+++ SUPPLIED DATA

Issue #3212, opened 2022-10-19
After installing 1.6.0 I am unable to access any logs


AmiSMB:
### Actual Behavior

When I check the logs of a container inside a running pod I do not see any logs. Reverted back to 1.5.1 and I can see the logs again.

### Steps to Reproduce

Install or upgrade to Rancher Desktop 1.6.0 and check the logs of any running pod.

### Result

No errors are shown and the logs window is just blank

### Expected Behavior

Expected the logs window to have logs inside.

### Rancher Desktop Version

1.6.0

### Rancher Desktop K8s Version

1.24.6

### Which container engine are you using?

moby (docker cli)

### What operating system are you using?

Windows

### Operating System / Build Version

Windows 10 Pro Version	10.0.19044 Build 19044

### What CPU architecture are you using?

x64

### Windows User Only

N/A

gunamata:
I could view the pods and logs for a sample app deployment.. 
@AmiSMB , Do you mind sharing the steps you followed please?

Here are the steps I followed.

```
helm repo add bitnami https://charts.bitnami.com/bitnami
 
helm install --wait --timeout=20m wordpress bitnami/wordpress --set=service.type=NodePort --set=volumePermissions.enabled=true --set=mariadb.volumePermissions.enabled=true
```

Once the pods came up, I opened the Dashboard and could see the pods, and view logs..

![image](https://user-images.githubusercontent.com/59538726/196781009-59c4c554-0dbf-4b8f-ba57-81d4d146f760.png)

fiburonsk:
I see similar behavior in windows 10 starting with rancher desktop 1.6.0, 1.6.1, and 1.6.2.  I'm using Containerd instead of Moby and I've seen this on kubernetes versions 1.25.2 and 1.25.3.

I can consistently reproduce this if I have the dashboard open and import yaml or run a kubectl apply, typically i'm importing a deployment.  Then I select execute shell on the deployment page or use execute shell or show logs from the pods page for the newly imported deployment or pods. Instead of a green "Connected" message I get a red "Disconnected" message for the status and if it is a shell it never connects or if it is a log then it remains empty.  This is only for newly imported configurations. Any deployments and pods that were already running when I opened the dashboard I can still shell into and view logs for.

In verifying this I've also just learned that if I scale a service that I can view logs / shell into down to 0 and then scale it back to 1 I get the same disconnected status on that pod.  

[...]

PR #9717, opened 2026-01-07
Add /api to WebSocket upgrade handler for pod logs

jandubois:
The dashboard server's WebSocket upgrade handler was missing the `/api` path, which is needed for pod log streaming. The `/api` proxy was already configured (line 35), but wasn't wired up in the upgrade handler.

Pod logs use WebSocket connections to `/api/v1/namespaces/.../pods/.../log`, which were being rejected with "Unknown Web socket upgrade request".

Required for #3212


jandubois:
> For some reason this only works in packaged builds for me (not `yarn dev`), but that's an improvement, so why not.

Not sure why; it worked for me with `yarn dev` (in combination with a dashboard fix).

++++++
+++ SUPPLIED DATA

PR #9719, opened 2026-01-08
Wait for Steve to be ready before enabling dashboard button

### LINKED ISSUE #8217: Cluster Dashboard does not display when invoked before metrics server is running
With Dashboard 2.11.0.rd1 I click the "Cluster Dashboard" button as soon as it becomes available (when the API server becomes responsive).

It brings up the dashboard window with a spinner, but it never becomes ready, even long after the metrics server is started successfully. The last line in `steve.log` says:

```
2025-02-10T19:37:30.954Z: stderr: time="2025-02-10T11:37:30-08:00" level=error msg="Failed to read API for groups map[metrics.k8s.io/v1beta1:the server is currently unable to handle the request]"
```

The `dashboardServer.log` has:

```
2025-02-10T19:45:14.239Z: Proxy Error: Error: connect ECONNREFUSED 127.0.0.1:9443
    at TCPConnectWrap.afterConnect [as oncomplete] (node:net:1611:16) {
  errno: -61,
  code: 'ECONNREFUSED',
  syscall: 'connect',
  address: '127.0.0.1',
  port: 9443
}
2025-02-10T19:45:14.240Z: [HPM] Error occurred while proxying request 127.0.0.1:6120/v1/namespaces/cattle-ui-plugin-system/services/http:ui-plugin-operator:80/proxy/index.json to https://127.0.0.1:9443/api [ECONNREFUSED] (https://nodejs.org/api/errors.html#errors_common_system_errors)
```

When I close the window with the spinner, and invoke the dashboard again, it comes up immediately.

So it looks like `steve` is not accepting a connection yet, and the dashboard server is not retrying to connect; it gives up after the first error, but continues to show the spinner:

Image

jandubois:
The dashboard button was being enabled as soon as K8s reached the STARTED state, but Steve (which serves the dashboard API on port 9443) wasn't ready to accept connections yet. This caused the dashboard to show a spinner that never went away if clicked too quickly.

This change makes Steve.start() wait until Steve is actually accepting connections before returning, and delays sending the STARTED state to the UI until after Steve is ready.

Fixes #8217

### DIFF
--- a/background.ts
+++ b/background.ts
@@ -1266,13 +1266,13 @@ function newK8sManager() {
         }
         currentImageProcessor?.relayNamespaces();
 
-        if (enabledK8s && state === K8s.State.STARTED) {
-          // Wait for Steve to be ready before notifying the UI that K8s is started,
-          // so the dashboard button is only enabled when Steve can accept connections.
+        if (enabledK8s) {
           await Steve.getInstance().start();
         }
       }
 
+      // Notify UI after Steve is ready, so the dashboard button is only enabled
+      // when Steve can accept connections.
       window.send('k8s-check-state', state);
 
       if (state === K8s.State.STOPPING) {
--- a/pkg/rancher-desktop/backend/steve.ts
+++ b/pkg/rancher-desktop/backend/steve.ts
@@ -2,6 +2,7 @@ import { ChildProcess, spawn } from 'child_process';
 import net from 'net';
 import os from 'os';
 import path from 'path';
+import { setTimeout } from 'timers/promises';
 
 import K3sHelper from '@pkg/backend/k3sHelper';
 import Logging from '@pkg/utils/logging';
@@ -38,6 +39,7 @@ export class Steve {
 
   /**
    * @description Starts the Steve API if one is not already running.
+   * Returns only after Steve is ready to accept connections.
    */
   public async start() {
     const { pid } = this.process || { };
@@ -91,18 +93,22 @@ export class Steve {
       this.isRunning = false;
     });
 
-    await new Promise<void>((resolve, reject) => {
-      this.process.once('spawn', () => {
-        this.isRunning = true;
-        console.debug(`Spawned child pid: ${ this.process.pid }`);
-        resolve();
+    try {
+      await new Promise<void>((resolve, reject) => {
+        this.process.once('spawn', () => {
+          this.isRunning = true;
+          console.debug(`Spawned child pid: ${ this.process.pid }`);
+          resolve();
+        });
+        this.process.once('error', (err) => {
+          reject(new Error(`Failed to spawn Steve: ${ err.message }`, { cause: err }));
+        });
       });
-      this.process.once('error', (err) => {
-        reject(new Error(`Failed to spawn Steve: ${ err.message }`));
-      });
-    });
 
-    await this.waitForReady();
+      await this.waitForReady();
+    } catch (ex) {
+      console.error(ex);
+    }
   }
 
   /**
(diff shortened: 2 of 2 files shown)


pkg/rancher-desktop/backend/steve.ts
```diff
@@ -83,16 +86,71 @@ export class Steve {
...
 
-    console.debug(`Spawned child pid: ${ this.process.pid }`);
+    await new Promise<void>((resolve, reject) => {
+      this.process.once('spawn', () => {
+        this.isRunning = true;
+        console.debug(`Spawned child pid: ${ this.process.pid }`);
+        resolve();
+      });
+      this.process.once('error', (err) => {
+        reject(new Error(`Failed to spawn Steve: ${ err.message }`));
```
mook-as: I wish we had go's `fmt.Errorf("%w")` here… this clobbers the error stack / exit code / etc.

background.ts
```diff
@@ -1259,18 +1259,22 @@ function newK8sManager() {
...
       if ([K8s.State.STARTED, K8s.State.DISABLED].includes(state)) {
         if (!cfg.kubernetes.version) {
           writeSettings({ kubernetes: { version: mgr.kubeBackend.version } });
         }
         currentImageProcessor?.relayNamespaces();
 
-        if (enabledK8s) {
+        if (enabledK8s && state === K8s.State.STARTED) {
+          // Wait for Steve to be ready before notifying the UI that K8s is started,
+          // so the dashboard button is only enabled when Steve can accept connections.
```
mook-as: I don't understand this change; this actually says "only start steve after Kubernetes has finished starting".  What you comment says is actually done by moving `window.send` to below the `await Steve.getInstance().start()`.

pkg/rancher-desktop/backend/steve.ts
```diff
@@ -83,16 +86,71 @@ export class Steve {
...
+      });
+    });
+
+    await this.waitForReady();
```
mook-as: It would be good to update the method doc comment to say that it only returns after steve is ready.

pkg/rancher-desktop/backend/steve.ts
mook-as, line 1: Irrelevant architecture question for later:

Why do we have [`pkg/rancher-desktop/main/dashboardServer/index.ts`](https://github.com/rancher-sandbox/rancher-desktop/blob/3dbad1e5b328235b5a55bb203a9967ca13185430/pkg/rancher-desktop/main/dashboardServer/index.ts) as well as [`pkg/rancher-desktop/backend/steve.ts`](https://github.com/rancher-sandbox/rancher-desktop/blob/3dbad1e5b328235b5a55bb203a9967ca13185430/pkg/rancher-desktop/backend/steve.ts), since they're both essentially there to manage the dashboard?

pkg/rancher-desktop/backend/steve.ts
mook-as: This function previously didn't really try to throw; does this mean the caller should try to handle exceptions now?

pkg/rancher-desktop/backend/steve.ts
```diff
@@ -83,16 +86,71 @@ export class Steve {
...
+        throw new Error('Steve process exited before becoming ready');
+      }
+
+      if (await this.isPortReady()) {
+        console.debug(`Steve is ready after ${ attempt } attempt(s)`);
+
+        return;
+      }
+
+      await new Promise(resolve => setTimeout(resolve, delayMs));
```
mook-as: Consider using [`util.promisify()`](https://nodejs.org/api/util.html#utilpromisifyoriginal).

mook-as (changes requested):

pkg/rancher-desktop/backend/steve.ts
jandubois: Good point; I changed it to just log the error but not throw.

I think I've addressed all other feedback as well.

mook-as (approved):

++++++

### INSTRUCTIONS FOR THE TASK
For each line in the entries that contains the string "shown", make a copy.

### OUTPUT BELOW
No errors are shown and the logs window is just blank
(diff shortened: 2 of 2 files shown)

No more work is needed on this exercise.